该说她贴地气,还是与众不同,又或者是脑袋缺根筋?
他思索了下,开口道,“我看过不少病人,他们无一例外都是在濒死前才觉悟到,在这个世界上,只有健康的身体是无价的,人生里的其他价值,其实都是暂时的。”
“随着年纪的增长,你就会明白,我们能握在手里的东西,哪怕是健康,最后都由不得自己做主,这方面你应该深有体会,毕竟你经历过一次意外了。”

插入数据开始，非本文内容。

PR #181, opened 2021-12-10
#98: introduced enum for FrictionType everywhere.

### LINKED ISSUE #98: Make enum for frictionType
Similar to allowedFlowDir, we need also an enum for friction types.
- allowed values in input: Chezy, Manning, wallLawNikuradse, WhiteColebrook, StricklerNikuradse, Strickler, deBosBijkerk
- to be used in structure models for: Bridge, Culvert, in ini models for (Friction) Global
- in the future also detailed cross section Definition objects

arthurvd:
Fixes #98.


tests/data/input/dflowfm_individual_files/crsdef1.ini
```diff
@@ -15,7 +15,7 @@
     type                  = circle
     thalweg               = 0.0
     diameter              = 2.0
-    frictionType          = 3
```
evetion, line 18: Is this actually a IntEnum?

hydrolib/core/io/friction/models.py
```diff
@@ -1,18 +1,38 @@
...
+
+    chezy = "Chezy"  # Chézy C [m 1/2 /s]
+    manning = "Manning"  # Manning n [s/m 1/3 ]
+    walllawnikuradse = "wallLawNikuradse"  # Nikuradse k n [m]
+    whitecolebrook = "WhiteColebrook"  # Nikuradse k n [m]
+    stricklernikuradse = "StricklerNikuradse"  # Nikuradse k n [m]
+    strickler = "Strickler"  # Strickler k s [m 1/3 /s]
+    debosbijkerk = "deBosBijkerk"  # De Bos-Bijkerk γ [1/s]
+
+    allowedvaluestext = "Possible values: Chezy, Manning, wallLawNikuradse, WhiteColebrook, StricklerNikuradse, Strickler, deBosBijkerk."
```
evetion, line 33: This is unused. Other `Enum`s tend to use this in the Comment default for this field. I feel it's a bit ugly, as it now becomes a possible option.

hydrolib/core/io/friction/models.py
```diff
@@ -1,18 +1,38 @@
...
 logger = logging.getLogger(__name__)
 
 
+class FrictionType(str, Enum):
+    """
+    Enum class containing the valid values for the frictionType
+    attribute in several subclasses of Structure/CrossSection/friction.models.
+    """
+
+    chezy = "Chezy"  # Chézy C [m 1/2 /s]
```
evetion, line 25: These comments might be better placed in the docstring?

evetion (changes requested):
I'm unsure about serialization, I don't think that's tested in this PR yet. You might want to take a look at the `use_enum_values` option in the class Config.

tests/data/input/dflowfm_individual_files/crsdef1.ini
arthurvd: No, it's not. In user input this is definitely a string enum. Only later in kernel it becomes an int enum, but that is not relevant for us here.

hydrolib/core/io/friction/models.py
arthurvd: I agree, so removed it. In particular because of your last "option" point.

hydrolib/core/io/friction/models.py
arthurvd: Done, as postfix, now nice apidocs generated.

arthurvd:
> I'm unsure about serialization, I don't think that's tested in this PR yet. You might want to take a look at the `use_enum_values` option in the class Config.

I have added `test_save()`, which confirms that this works well. The `use_enum_values` is True in our `BaseModel` already.

evetion (approved):

Issue #75, opened 2021-10-19
Improve validation of optionally required fields in culvert structure


arthurvd:
Validation of a structure file shows that some optional fields, and some optionally required fields are now validated too strictly for culvert structures.
More specifically:
- **Only** when `valveOnOff` equals 1/true, the following fields must be present: `valveOpeningHeight`, `numLossCoeff`, `relOpening`, `lossCoeff`. Otherwise all these latter four fields may be omitted.
- Field `subType` is optional and has default value `culvert` when missing in input.
- **Only** when `subType` equals "culvert", the field `bendLossCoeff` must be present. Otherwise not.

PR #182, opened 2021-12-13
Feature/119 inifield file

### LINKED ISSUE #119: Support initial field files
https://content.oss.deltares.nl/delft3d/manuals/D-Flow_FM_User_Manual_1D2D.pdf#section.D.2

arthurvd:
Fixes #119. Both the `iniFieldFile`, as well as 1D field INI file format (see UM sec. D.2 and D.4.1).


hydrolib/core/io/ini/util.py
```diff
@@ -82,15 +85,16 @@ def validate_correct_length(cls, values: dict):
             # length attribute not present, possibly defer validation to a subclass.
             return values
 
-        length = length + length_incr
+        length = max(length + length_incr, min_length)
```
priscavdsluis, line 88: if `min_length` here is the greatest value, the code says that the lists must exactly have this number of values, but cannot have more than that. Is that correct? The key word says it is the minimal required length suggesting that the number of values is allowerd to be higher.

hydrolib/core/io/inifield/models.py
```diff
@@ -0,0 +1,244 @@
...
+    constant = "constant"  # only with dataFileType=polygon .
+    triangulation = "triangulation"  # Delaunay triangulation+linear interpolation.
+    averaging = "averaging"  # grid cell averaging.
+
+    allowedvaluestext = "Possible values: constant, triangulation, averaging."
+
+
+class Operand(str, Enum):
+    """
+    Enum class containing the valid values for the operand
```
priscavdsluis, line 51:
```suggestion
    Enum class containing the valid values for the interpolationMethod
```

hydrolib/core/io/inifield/models.py
```diff
@@ -0,0 +1,244 @@
...
+        value: Optional[str] = Field(
+            "Only for dataFileType=polygon. The constant value to be set inside for all model points inside the polygon."
+        )
+
+    comments: Comments = Comments()
+
+    quantity: str = Field(alias="quantity")
+    datafile: Path = Field(alias="dataFile")
+    datafiletype: DataFileType = Field(alias="dataFileType")
+    interpolationmethod: Optional[InterpolationMethod] = Field(
```
priscavdsluis, line 165: Should interpolationMethod really be optional? I do not see it in the manual.

hydrolib/core/io/inifield/models.py
```diff
@@ -0,0 +1,244 @@
...
+    operand: Optional[Operand] = Field(Operand.override, alias="operand")
+    averagingtype: Optional[AveragingType] = Field(
+        AveragingType.mean, alias="averagingType"
+    )
+    averagingrelsize: Optional[NonNegativeFloat] = Field(1.01, alias="averagingRelSize")
+    averagingnummin: Optional[PositiveInt] = Field(1, alias="averagingNumMin")
+    averagingpercentile: Optional[NonNegativeFloat] = Field(
+        0, alias="averagingPercentile"
+    )
+    extrapolationmethod: Optional[bool] = Field(False, alias="extrapolationMethod")
```
priscavdsluis, line 177: I do not think this will go correctly without validator unfortunately, because possible values for `extrapolationMethod` are "yes" and "no", instead of "true" and "false" or "0" and "1"

hydrolib/core/io/inifield/models.py
```diff
@@ -0,0 +1,244 @@
...
+    averagingtype_validator = get_enum_validator("averagingtype", enum=AveragingType)
+    locationtype_validator = get_enum_validator("locationtype", enum=LocationType)
+
+    @validator("value", always=True)
+    @classmethod
+    def _validate_value_and_filetype(cls, v, values: dict):
+        if v is not None and values.get("datafiletype") != DataFileType.polygon:
+            raise ValueError(
+                f"When value={v} is given, dataFileType={DataFileType.polygon} is required."
+            )
```
priscavdsluis, line 195: Shouldnt it be the other way around?
When datafiletype == DataFileType.polygon, `value` should not be None. (that is how I interpret the manual)

hydrolib/core/io/ini/util.py
priscavdsluis: Also SC is complaining about the cognitive complexity of this method. Mayme refactor a little by extracting the lower body of this function.

tests/io/test_inifield.py
```diff
@@ -0,0 +1,165 @@
...
+    LocationType,
+    Operand,
+    ParameterField,
+)
+
+from ..utils import WrapperTest, invalid_test_data_dir, test_data_dir
+
+
+class TestIniField:
+    def _get_datafiletype_cases() -> List:
```
priscavdsluis, line 27: There are a couple of SC bugs regarding these functions. Please add `self` to the function signature.

tests/io/test_inifield.py
```diff
@@ -0,0 +1,165 @@
...
+
+        return inifield_values
+
+    @pytest.mark.parametrize(
+        "attribute,input,expected",
+        _get_datafiletype_cases()
+        + _get_interpolationmethod_cases()
+        + _get_operand_cases()
+        + _get_averagingtype_cases()
+        + _get_locationtype_cases(),
```
priscavdsluis, line 83: Cool, I did not know this was possible :)

hydrolib/core/io/onedfield/models.py
```diff
@@ -0,0 +1,136 @@
...
+
+    def _get_identifier(self, data: dict) -> Optional[str]:
+        return data.get("branchid")
+
+
+class OneDFieldModel(INIModel):
+    """
+    The overall 1D field model that contains the contents of a 1D field file.
+
+    This model is typically referenced under a [FMModel][hydrolib.core.io.mdu.models.FMModel]`.geometry.inifieldfile[..].initial[..].datafile`.
```
priscavdsluis, line 112: This does not exist yet; `OneDFieldModel` is never used. currently.

priscavdsluis (changes requested):
Left a couple of comments/questions. Also check the SonarCloud status.

hydrolib/core/io/inifield/models.py
arthurvd: actually correct here, but you must have seen that it was wrong in class `InterpolationMethod`. I've fixed that.

hydrolib/core/io/inifield/models.py
arthurvd: We should use both:
* when v is given, dataFileType cannot be != polygon (my present check),
  or in other words, when dataFileType != polygon then v should not be given.
* And also, when dataFileType==polygon, then v must be given. I will add that once #75 is merged to main.

hydrolib/core/io/onedfield/models.py
arthurvd: I have corrected this in this documentation, and added a new refinement issue for this: #184.

hydrolib/core/io/inifield/models.py
priscavdsluis: Oops sorry!

tests/io/test_inifield.py
arthurvd: Solved by making static variables, because the functions as true object functions could not be called in `@pytest.mark.parametrize`. I also could not get `@staticmethod` to work, therefore, as static class variables. Now alle these tests work well.

hydrolib/core/io/inifield/models.py
arthurvd: It is optional, because when `dataFileType=1dField`, no interpolation method is necessary

hydrolib/core/io/inifield/models.py
arthurvd: I just found out a bug in the kernel here, so I will have that fixed first, and have opened a followup issue here: #186.

arthurvd:
Code smell now also solved.

hydrolib/core/io/ini/util.py
arthurvd: I corrected the documentation/explanation + fixed code smell.

hydrolib/core/io/inifield/models.py
```diff
@@ -186,6 +186,12 @@ class Comments(INIBasedModel.Comments):
     averagingtype_validator = get_enum_validator("averagingtype", enum=AveragingType)
     locationtype_validator = get_enum_validator("locationtype", enum=LocationType)
 
+    # TODO: Enable once PR #75 has been merged to main:
```
priscavdsluis, line 189: You can enable this now

hydrolib/core/io/ini/util.py
```diff
@@ -76,28 +77,55 @@ def make_list_length_root_validator(
         list_required_with_length (obj:`bool`, optional): Whether each list *must* be present if the length
             attribute is present (and > 0) in the input values. Default: False. If False, list length is only
             checked for the lists that are not None.
+        min_length (int): minimum for list length value, overrides length_name value if that is smaller.
+            For example, to require list length 1 when length value is given as 0.
     """
 
+    def _get_incorrect_length_validation_message() -> str:
+        """Make a string with a validation message, ready to be format()ed with
```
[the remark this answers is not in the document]
arthurvd: This was actually intentional ;-)

hydrolib/core/io/inifield/models.py
arthurvd: Done, see last commit.

PR #206, opened 2022-01-29
#205: Allow empty friction specification in all crossdef types

### LINKED ISSUE #205: CrossDefModel validation should not require any friction specification
**Describe the bug**
Initially reported by @LisaWeijers in #199. When reading a cross section definition that has not any friction specification, the validation currently fails. This is wrong, because D-HYDRO always has default values for the `frictionId`(`s`).

**To Reproduce**
1. Take example file [crsdef.ini.txt](https://github.com/Deltares/HYDROLIB-core/files/7854043/crsdef.ini.txt) (rename to .ini)
2. Load the file using:
```python
from hydrolib.core.io.crosssection.models import CrossDefModel
crossdef_new = CrossDefModel(modeldir / "crsdef.ini")
```
3. See error
```
Exception has occurred: ValidationError
796 validation errors for CrossDefModel
crsdef.ini -> definition -> 1389 -> KBR-1468 -> __root__
  Cross section is missing any friction specification. (type=value_error)
```

**Expected behavior**
Validation error should not occur, empty frictionId/Type/Value is allowed.

 - OS: Windows (N/A)
 - Version: 0.2.0

arthurvd:
Fixes #205

### DIFF
--- a/hydrolib/core/io/crosssection/models.py
+++ b/hydrolib/core/io/crosssection/models.py
@@ -137,13 +137,7 @@ class CrossSectionDefinition(INIBasedModel):
             frictiontype = values.get(frictiontype_attr) or ""
             frictionvalue = values.get(frictionvalue_attr) or ""
 
-            if frictionid == "":
-                if frictiontype == "" or frictionvalue == "":
-                    # No validation error: frictionid will always default to some
-                    # value (Main/FloodPlain1/FloodPlain2), but will not fill that
-                    # default here, to keep output blank upon serialization.
-                    pass
-            else:
+            if frictionid != "":
                 if frictiontype != "" or frictionvalue != "":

赵宇宙看大喜不吭声,抬手遮眼,抵挡风沙,补了一句,“你该好好对待自己的身体,当包工头,对于女孩子来说,还是算了吧。”
呼呼呼的大风吹得俩人灰头土脸。
在这种环境下探讨人生,显得很滑稽。
赵宇宙起身要离开,但他走了几米,却发觉大喜没跟上来,他回头看,只见大喜蹲在湖边,正出神的望着什么。
赵宇宙叫了几次大喜的名字,声音立即被大风吹散了。
而任凭赵宇宙如何叫自己,陈大喜都毫无反应,似乎完全沉浸在眼前的湖水中。
赵宇宙不得不走进她,用运动鞋边缘不耐的碰碰她的鞋子,又默默站在她身侧,替她挡风。
大喜下意识的拽了下赵宇宙的裤腿,声音透漏着不同以往的恐惧,“赵宇宙,你快蹲下来。”
“啥?”风更大了,他有点听不清。
“蹲下来行吗!”大喜加大了音量。
赵宇宙不得不依言蹲下,大喜瞬间就握住了赵宇宙的手。
以往赵宇宙一定会立即抽出手掌,可这一次他感受到大喜手心冰凉的冷汗,风吹翻了她的两跟辫子。
他问,“你咋了。”
大喜紧紧的抿抿嘴,喘了口气定神,“你往前面看……去看飘在水上的那根水草。”
赵宇宙跨出一步,仔细的去看那根水草,随着风力的加大,湖水泛起剧烈的汹涌。
似乎吹动着湖面上的什么东西。
“那水草下面,是不是缠着一根……手指?我没看错吧……”
大喜努力站起来,这回赵宇宙却率先起身,高大的身影挡住了她要继续探寻的视线。
他没有抽出被她拽住的手,而是安抚的按按她的手背,声音冷静,显然在医院里看多了这样的场面,“别看了。应该是有人溺水死亡了。”
陈大喜张了张嘴,无话可说,久久震惊着。
赵宇宙把鲜花夹在手臂下,单手摸出手机拨打了110的电话。
很快,警车闻讯而来,他们迅速有序的打捞出一具被湖水浸泡膨胀的女尸。
大风愈烈,漫天的大风卷着尘土。
大喜却看到女尸的花衬衫极其眼熟,不消片刻,她便想起了在哪儿见过,不禁发出了一声惊呼,下意识的松开了赵宇宙的手。
赵宇宙回眸看她,认为她是害怕才会有这样的反应。
可他却听她说,“……我好像认得死者。”
“?”
“她穿的花衬衫……跟刘翠纷走失奶奶的照片,很像很像……”
那天大喜跟赵宇宙回去的很晚,确认了死者的确是刘翠纷走失多时、意外落水的奶奶,可警方还发现了许多疑点,有待查证。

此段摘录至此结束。